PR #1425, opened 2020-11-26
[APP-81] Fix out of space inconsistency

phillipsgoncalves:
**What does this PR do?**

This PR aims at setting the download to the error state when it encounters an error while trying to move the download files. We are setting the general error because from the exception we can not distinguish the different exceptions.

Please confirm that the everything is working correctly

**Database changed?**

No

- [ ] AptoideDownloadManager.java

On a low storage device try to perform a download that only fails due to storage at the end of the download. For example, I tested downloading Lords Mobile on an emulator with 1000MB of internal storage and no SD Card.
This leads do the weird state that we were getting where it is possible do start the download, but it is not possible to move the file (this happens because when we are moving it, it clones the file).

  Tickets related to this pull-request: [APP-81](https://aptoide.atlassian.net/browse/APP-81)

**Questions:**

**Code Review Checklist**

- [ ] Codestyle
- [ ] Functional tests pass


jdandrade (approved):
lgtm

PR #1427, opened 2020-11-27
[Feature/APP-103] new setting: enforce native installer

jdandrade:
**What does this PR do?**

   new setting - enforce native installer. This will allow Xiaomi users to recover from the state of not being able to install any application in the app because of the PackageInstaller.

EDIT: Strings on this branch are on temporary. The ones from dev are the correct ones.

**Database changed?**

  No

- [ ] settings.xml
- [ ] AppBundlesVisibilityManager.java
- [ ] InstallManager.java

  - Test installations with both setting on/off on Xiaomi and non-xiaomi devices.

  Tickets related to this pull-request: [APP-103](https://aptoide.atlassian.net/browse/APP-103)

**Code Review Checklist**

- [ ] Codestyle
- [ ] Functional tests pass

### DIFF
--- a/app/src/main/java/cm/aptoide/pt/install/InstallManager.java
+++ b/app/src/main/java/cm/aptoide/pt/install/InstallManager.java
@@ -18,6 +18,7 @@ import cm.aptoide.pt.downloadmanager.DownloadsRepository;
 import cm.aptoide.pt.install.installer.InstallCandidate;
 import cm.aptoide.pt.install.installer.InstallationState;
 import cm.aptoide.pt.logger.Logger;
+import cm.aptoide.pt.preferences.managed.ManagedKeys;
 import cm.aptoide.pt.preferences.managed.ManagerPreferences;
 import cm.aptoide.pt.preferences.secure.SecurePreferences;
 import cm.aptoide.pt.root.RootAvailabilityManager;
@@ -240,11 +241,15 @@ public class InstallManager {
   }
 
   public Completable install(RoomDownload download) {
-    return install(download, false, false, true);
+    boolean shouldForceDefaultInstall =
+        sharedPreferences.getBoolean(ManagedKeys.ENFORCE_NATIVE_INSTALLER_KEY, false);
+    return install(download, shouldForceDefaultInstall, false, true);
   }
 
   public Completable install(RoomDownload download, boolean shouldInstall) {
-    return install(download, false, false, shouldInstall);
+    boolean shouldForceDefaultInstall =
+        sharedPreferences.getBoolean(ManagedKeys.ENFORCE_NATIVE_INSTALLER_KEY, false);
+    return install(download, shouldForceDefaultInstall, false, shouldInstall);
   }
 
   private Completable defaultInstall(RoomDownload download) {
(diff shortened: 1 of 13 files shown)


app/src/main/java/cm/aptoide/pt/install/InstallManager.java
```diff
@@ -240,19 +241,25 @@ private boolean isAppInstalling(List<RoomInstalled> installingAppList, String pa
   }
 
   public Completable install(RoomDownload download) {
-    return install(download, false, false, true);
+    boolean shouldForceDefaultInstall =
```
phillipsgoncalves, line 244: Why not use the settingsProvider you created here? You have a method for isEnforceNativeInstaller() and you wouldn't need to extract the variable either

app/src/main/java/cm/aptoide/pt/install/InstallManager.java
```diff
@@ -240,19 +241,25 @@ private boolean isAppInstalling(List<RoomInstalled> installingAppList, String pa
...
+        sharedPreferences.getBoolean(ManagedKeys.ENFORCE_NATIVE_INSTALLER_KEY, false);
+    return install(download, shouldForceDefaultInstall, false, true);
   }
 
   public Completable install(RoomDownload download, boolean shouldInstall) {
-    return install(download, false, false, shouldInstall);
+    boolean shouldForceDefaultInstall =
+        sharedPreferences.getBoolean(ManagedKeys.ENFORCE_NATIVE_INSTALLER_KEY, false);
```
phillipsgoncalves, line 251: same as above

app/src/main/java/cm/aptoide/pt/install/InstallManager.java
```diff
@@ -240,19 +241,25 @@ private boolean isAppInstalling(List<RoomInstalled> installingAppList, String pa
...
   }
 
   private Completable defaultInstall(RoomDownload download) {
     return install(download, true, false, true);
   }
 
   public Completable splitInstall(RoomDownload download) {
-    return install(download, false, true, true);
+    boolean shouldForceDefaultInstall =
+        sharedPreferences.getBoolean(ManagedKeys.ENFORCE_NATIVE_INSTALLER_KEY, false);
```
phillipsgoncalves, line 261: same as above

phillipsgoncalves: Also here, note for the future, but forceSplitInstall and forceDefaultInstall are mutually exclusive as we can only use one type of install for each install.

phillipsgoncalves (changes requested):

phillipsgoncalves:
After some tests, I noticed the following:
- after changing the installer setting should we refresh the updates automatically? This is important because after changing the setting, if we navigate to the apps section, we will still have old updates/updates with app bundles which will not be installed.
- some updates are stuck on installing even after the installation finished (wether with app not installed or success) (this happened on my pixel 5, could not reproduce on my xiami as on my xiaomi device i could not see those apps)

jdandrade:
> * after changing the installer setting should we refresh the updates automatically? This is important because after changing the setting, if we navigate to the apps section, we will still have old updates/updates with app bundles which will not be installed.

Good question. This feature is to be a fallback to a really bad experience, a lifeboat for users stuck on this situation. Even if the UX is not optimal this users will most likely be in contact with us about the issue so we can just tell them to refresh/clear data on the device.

******

**Brief**
The response must consist of the lines above, from the first one through the line containing "- [ ] AptoideDownloadManager.java", reproduced exactly.

**Response**
PR #1425, opened 2020-11-26
[APP-81] Fix out of space inconsistency

phillipsgoncalves:
**What does this PR do?**

This PR aims at setting the download to the error state when it encounters an error while trying to move the download files. We are setting the general error because from the exception we can not distinguish the different exceptions.

Please confirm that the everything is working correctly

**Database changed?**

No

- [ ] AptoideDownloadManager.java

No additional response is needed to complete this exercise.